[Data supplied — start]

PR #1514, opened 2015-03-23
[Sprint: 46] XD-2853 Deployment message consumer ordering

ilayaperumalg:
- Make sure the ZK distributed queue consumer for
processing deployment messages is initialized after
the path cache is setup for module, stream and job
deployment requests paths.

### DIFF
--- a/spring-xd-dirt/src/main/java/org/springframework/xd/dirt/server/admin/deployment/zk/DeploymentSupervisor.java
+++ b/spring-xd-dirt/src/main/java/org/springframework/xd/dirt/server/admin/deployment/zk/DeploymentSupervisor.java
@@ -456,9 +456,6 @@ public class DeploymentSupervisor implements ApplicationListener<ApplicationEven
 				jobDeployments = instantiatePathChildrenCache(client, Paths.JOB_DEPLOYMENTS);
 				jobDeployments.start(PathChildrenCache.StartMode.BUILD_INITIAL_CACHE);
 
-				deploymentQueueForConsumer = new DeploymentQueue(client, deploymentMessageConsumer, Paths.DEPLOYMENT_QUEUE,
-						executorService);
-				deploymentQueueForConsumer.start();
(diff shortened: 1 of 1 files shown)


cppwfs:
The update makes sense to me.  But would want someone who has further knowledge of Leadership logic to greenlight it.

spring-xd-dirt/src/main/java/org/springframework/xd/dirt/server/admin/deployment/zk/DeploymentSupervisor.java
```diff
@@ -459,6 +456,9 @@ public void takeLeadership(CuratorFramework client) throws Exception {
 				jobDeployments = instantiatePathChildrenCache(client, Paths.JOB_DEPLOYMENTS);
 				jobDeployments.start(PathChildrenCache.StartMode.BUILD_INITIAL_CACHE);
 
+				deploymentQueueForConsumer = new DeploymentQueue(client, deploymentMessageConsumer, Paths.DEPLOYMENT_QUEUE,
+						executorService);
+				deploymentQueueForConsumer.start();
```
pperalta: The exception was thrown because `ZKDeploymentHandler.moduleDeploymentRequests` was null. This reference is set when `onSupervisorElected` is invoked. That is invoked on line 468.

However, the deployment queue is still started before this event is fired. This shortens the window for this condition but it does not eliminate it.

I think I would move the queue creation and start to the bottom of this method (just before the sleep).

ilayaperumalg: I am fine with moving the consumer start part before sleep. Is the reason you are suggesting this because the `PathChildrenCache` start is asynchronous and we could delay starting the consumer for some more time? If this operation were synchronous, then we don't have to worry about this I think?

pperalta:
Squashed and merged as 4ee44a00e998224b163acd3660a34b3cb7f932a5

PR #1515, opened 2015-03-24
[master + backport] XD-2854 Check for ZK data with with no module defs

ilayaperumalg:
- Add null check if the module definitions weren't set for the given stream
 - Use `dummy` resources if the module definition is null

### DIFF
--- a/spring-xd-dirt/src/main/java/org/springframework/xd/dirt/stream/zookeeper/ZooKeeperStreamDefinitionRepository.java
+++ b/spring-xd-dirt/src/main/java/org/springframework/xd/dirt/stream/zookeeper/ZooKeeperStreamDefinitionRepository.java
@@ -21,10 +21,6 @@ import java.util.HashMap;
 import java.util.List;
 import java.util.Map;
 
-import com.fasterxml.jackson.core.type.TypeReference;
-import com.fasterxml.jackson.databind.ObjectMapper;
-import com.fasterxml.jackson.databind.ObjectReader;
-import com.fasterxml.jackson.databind.ObjectWriter;
 import org.apache.curator.framework.CuratorFramework;
 import org.apache.curator.framework.api.BackgroundPathAndBytesable;
 import org.apache.zookeeper.KeeperException.NoNodeException;
@@ -47,6 +43,11 @@ import org.springframework.xd.dirt.zookeeper.Paths;
 import org.springframework.xd.dirt.zookeeper.ZooKeeperConnection;
 import org.springframework.xd.dirt.zookeeper.ZooKeeperUtils;
 import org.springframework.xd.module.ModuleDefinition;
+
+import com.fasterxml.jackson.core.type.TypeReference;
+import com.fasterxml.jackson.databind.ObjectMapper;
+import com.fasterxml.jackson.databind.ObjectReader;
+import com.fasterxml.jackson.databind.ObjectWriter;
 
 /**
  * @author Mark Fisher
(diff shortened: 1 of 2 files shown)


spring-xd-dirt/src/main/java/org/springframework/xd/dirt/stream/zookeeper/ZooKeeperStreamDefinitionRepository.java
```diff
@@ -154,8 +155,10 @@ public StreamDefinition findOne(String id) {
 			}
 			Map<String, String> map = ZooKeeperUtils.bytesToMap(bytes);
 			StreamDefinition streamDefinition = new StreamDefinition(id, map.get(DEFINITION_KEY));
-			List<ModuleDefinition> moduleDefinitions = objectReader.readValue(map.get(MODULE_DEFINITIONS_KEY));
-			streamDefinition.setModuleDefinitions(moduleDefinitions);
+			if (map.get(MODULE_DEFINITIONS_KEY) != null) {
```
cppwfs: I may be wrong (which wouldn't be the first time ), wouldn't we see NPE's down stream?  i.e. it will just get thrown somewhere else.

spring-xd-module/src/main/java/org/springframework/xd/module/ModuleDescriptor.java
```diff
@@ -575,6 +575,9 @@ public Builder setModuleDefinition(ModuleDefinition moduleDefinition) {
 		}
 
 		public ModuleDefinition getModuleDefinition() {
+			if (moduleDefinition == null) {
+				moduleDefinition = ModuleDefinitions.dummy(moduleName, type);
```
cppwfs: By adding this code will we still hit the filehandle issue they saw before?

spring-xd-dirt/src/main/java/org/springframework/xd/dirt/stream/zookeeper/ZooKeeperStreamDefinitionRepository.java
ilayaperumalg: The value will be null here only if the stream definition was stored using the previous version of XD. In other cases, we always set the module definitions based on the fix for XD-2731. This method handles the find() method only. In case of other loadStream operations, the null check here https://github.com/spring-projects/spring-xd/pull/1515#discussion_r26995231 would address it.

spring-xd-module/src/main/java/org/springframework/xd/module/ModuleDescriptor.java
ilayaperumalg: I hope my above comment addresses this as well.

cppwfs:
LGTM.  Ran regressions and they looked good.
I'll merge in the morning!

spring-xd-module/src/main/java/org/springframework/xd/module/ModuleDescriptor.java
ericbottard: Please don't use `ModuleDefinitions.dummy()`

If there really is a migration issue, then recreate the correct definitions (or tell the users to manually redeploy), but don't use dummy resources  in production code

ericbottard:
-1, see my comment

spring-xd-module/src/main/java/org/springframework/xd/module/ModuleDescriptor.java
markfisher: `ModuleDefinitions.dummy()` itself should be removed and replaced with something that is only on the src/test side. The fact that something "should not be used" is an indicator that it's in the wrong place.

cppwfs:
Removed my LGTM comment from before.  I've updated the https://jira.spring.io/browse/XD-2854 to included the steps to reproduce this bug.

ilayaperumalg:
ok, Closing this PR as the migration issue reported in https://jira.spring.io/browse/XD-2854 can only be addressed by following the steps mentioned there.

ilayaperumalg:
@ericbottard The creation of module definition is only needed on the getter as all it requires is the type information to be used during the deployment. Also, the module definition will be null only for the case where we port the stream definitions from previous versions of XD.

markpollack:
Squashed and merged on master as 387e2336d2ca39cc7848667e4e6a213d66279d26 and on 1.1.x as 61657f7998be1b5f8c2a8f7a8832f8cad492bdd8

[Data supplied — finish]

Sift the data above for lines with "wrong", then copy each one.

- Task output
cppwfs: I may be wrong (which wouldn't be the first time ), wouldn't we see NPE's down stream?  i.e. it will just get thrown somewhere else.
markfisher: `ModuleDefinitions.dummy()` itself should be removed and replaced with something that is only on the src/test side. The fact that something "should not be used" is an indicator that it's in the wrong place.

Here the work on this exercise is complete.